(For a time, I was a contributing writer for a website that focused on blockchain technology and cryptocurrencies. As that website draws to a close, allow me to share one of the pieces which I wrote for the site, my crypto swan song if you will. This is an abridged version due to space limitation.)
Blockchain security expert CipherTrace just released its cryptocurrency anti-money laundering report for the first quarter of 2019 and things do not exactly look rosy. Illegal activities involving cryptocurrencies have increased exponentially as criminals and rogue regimes become even more sophisticated with their schemes. As these threats continue to plague the crypto community, authorities are scrambling to beef up regulations as viable preventive and punitive measures.
Theft, scams, fraud
Most of the cryptocurrency losses are attributed to iniquitous schemes.

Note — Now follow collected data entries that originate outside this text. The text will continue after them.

PR #7405, opened 2024-03-20
Issue/6625 string concatenation

### LINKED ISSUE #6625: f-strings don't support dict lookup
F-strings only expect simple variables to do string interpolation, the goal of this ticket is to add support for dict lookup.

For example:
```
t = {"name": "a"}
std::print(f"Dict value: {t['name']}")
```
This would output  `variable t['name'] not found (reported in std::print(Format(Dict value: {t['name']}))`

sanderr:
# Description

Extend '+' operator to allow concatenating strings. Includes small refactor of the `ArithmeticOperator` class.

Closes #6625. This ticket was deemed infeasible with the current state of the parser. This PR provides a functionality that satisfies the same need.

# Self Check:

- [x] Changelog entry

### DIFF
--- a/changelogs/unreleased/string-concatenation.yml
+++ b/changelogs/unreleased/string-concatenation.yml
@@ -1,0 +1,7 @@
+description: Add support for string concatenation in the Inmanta modelling language
+change-type: minor
+sections:
+  minor-improvement: "{{description}}"
+destination-branches:
+  - master
+  - iso7
--- a/docs/language.rst
+++ b/docs/language.rst
@@ -147,6 +147,12 @@ Example:
 Note that the result of the division operation is cast to the type ``int``. This is done because a division always
 results in a value of type ``float``.
 
+In addition to arithmetic, the ``+`` operator is also supported for string concatenation.
+
+.. code-block:: inmanta
+
+    var = "hello " + "world"
+
 
 Primitive types
 ==============================
--- a/docs/language.rst
+++ b/docs/language.rst
@@ -147,12 +147,6 @@ Example:
 Note that the result of the division operation is cast to the type ``int``. This is done because a division always
 results in a value of type ``float``.
 
-In addition to arithmetic, the ``+`` operator is also supported for string concatenation.
-
-.. code-block:: inmanta
-
-    var = "hello " + "world"
-
 
 Primitive types
 ==============================
@@ -334,6 +328,15 @@ included in:
 
     # Output when displayed:
     # Welcome to serv1.example.org
+
+String concatenation
+####################
+
+Strings can be concatenated with the ``+`` operator.
+
+.. code-block:: inmanta
+
+    hello_world = "hello " + "world"
 
 
 .. _lang-conditions:
--- a/src/inmanta/ast/constraint/expression.py
+++ b/src/inmanta/ast/constraint/expression.py
@@ -518,32 +518,33 @@ class ArithmeticOperator(BinaryOperator):
     # but it's a lot simpler and it suffices for what we really need
 
     def _bin_op(self, arg1: object, arg2: object) -> object:
-        return self.dispatch(arg1, arg2)
+        result: object = self._dispatch(arg1, arg2)
+        if result is NotImplemented:
+            raise TypingException(
+                self,
+                (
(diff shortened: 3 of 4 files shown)


src/inmanta/ast/constraint/expression.py
```diff
@@ -513,30 +514,63 @@ def _bin_op(self, arg1: object, arg2: object) -> object:
...
-        if not isinstance(arg2, (int, float)):
-            raise TypingException(self, f"The {self.get_name()} operator in not supported for {arg2} of type {type(arg2)}.")
-        return self._arithmetic_op(arg1, arg2)
+        result: object = self._dispatch(arg1, arg2)
+        if result is NotImplemented:
+            raise TypingException(
+                self,
+                (
+                    f"Unsupported operand type(s) for {self.get_name()}:"
+                    f" '{type(arg1).__name__}' ({repr(arg1)}) and '{type(arg2).__name__}' ({repr(arg2)})."
```
sanderr, line 528: Borrowed this error message and the one for string concatenation from Python.

arnaudsjs (approved):
Looks good to me. I also prefer the approach without the `singledispatch`.

wouterdb (approved):

src/inmanta/ast/constraint/expression.py
```diff
@@ -514,29 +514,57 @@ class ArithmeticOperator(BinaryOperator):
...
     def __init__(self, op1: ExpressionStatement, op2: ExpressionStatement) -> None:
         ArithmeticOperator.__init__(self, "plus", op1, op2)
 
-    def _arithmetic_op(self, arg1: int | float, arg2: int | float) -> int | float:
+    def _execute_operator(self, arg1: object, arg2: object) -> object:
+        if isinstance(arg1, str):
+            if isinstance(arg2, str):
+                return self._arithmetic_op(arg1, arg2)
+            # raise more representative error to override generic one from ArithmeticOperator
+            raise TypingException(self, f"Can only concatenate str (not '{type(arg2).__name__}' ({repr(arg2)})) to str")
```
arnaudsjs, line 564: We will only get this more specific exception message if arg1 is a string and arg2 isn't. But not the other way around. Is that intentional?

arnaudsjs (changes requested):

docs/language.rst
```diff
@@ -147,6 +147,12 @@ Example:
 Note that the result of the division operation is cast to the type ``int``. This is done because a division always
 results in a value of type ``float``.
 
+In addition to arithmetic, the ``+`` operator is also supported for string concatenation.
+
+.. code-block:: inmanta
+
+    var = "hello " + "world"
+
```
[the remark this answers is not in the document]
sanderr: Good point, will fix.

src/inmanta/ast/constraint/expression.py
sanderr: Sort of, but I'm open to suggestions. This happens to be how Python reports it and I followed that:
```ipython
>>> "hello" + 1
TypeError: can only concatenate str (not "int") to str
>>> 1 + "hello"
TypeError: unsupported operand type(s) for +: 'int' and 'str'
>>>
```

I feel like it makes sense from the point of view of `x + y` meaning "add `y` to `x`". The type of `y` would then determine the type of the operation, and the type of `x` would determine whether the operation can be applied.

changelogs/unreleased/string-concatenation.yml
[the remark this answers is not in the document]
sanderr: Forgot to respond. I left it out intentionally because, while this PR closes a ticket, it does so more by fulfilling the same need than by implementing the requested feature.

src/inmanta/ast/constraint/expression.py
arnaudsjs: I find this a bit strange. On the other hand, both error messages are rather clear with respect to what is going wrong. So it's not really that important. You can ignore this comment.

arnaudsjs (approved):

src/inmanta/ast/constraint/expression.py
sanderr: Ok. We can always refine if we get a better idea.

PR #7407, opened 2024-03-20
Issue/7231 resource view

wouterdb:
# Description

* Short description here *

# Self Check:

- [ ] Changelog entry

### DIFF
--- a/tests/server/test_resource_list.py
+++ b/tests/server/test_resource_list.py
@@ -25,6 +25,7 @@ import pytest
 from dateutil.tz import UTC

According to the report, an estimated US$1 billion were lost to left, scams, and fraud in the first quarter of 2019 alone. CipherTrace says that cybercriminals continue to develop “ingenious new techniques to drain millions more from user accounts and wallets.” All they have to do is to look for countries with lax rules on cryptocurrencies so it would be easy to infiltrate exchanges and infrastructures given their vulnerability.
Some regimes see cryptocurrencies as the way to get around tough international sanctions. North Korea could well be the posterchild for this. According to a report released by the UN Security Council early March of this year, North Korean hackers breached five cryptocurrency exchanges in Asia between January 2017 and September 2018 which resulted to US$571 million in losses. North Korea continues to deny such attacks.
The Philippines is not immune to the dark side of cryptocurrencies. Channel News Asia recently reported about the proliferation of online streaming of child abuse in Southeast Asia with sexual predators using cryptocurrencies as payment and file sharing done on an autonomous peer-to-peer network.
In response to these illicit activities, more and more countries are expected to pass stricter regulations. CipherTrace’s report put it succinctly when it said that “a tsunami of tough new global anti-money laundering (AML) and counter-terror financing (CTF) regulations will roll over the crypto landscape in the coming year.”
Yes, there are innate advantages of an autonomous network and the use of cryptocurrencies but it cannot be denied that their control-less nature makes them particularly vulnerable to a whole host of criminal activities. Cliche as it may sound, with great power comes great responsibility so if the world wants a crypto-friendly future, it might just necessitate a certain degree of regulations.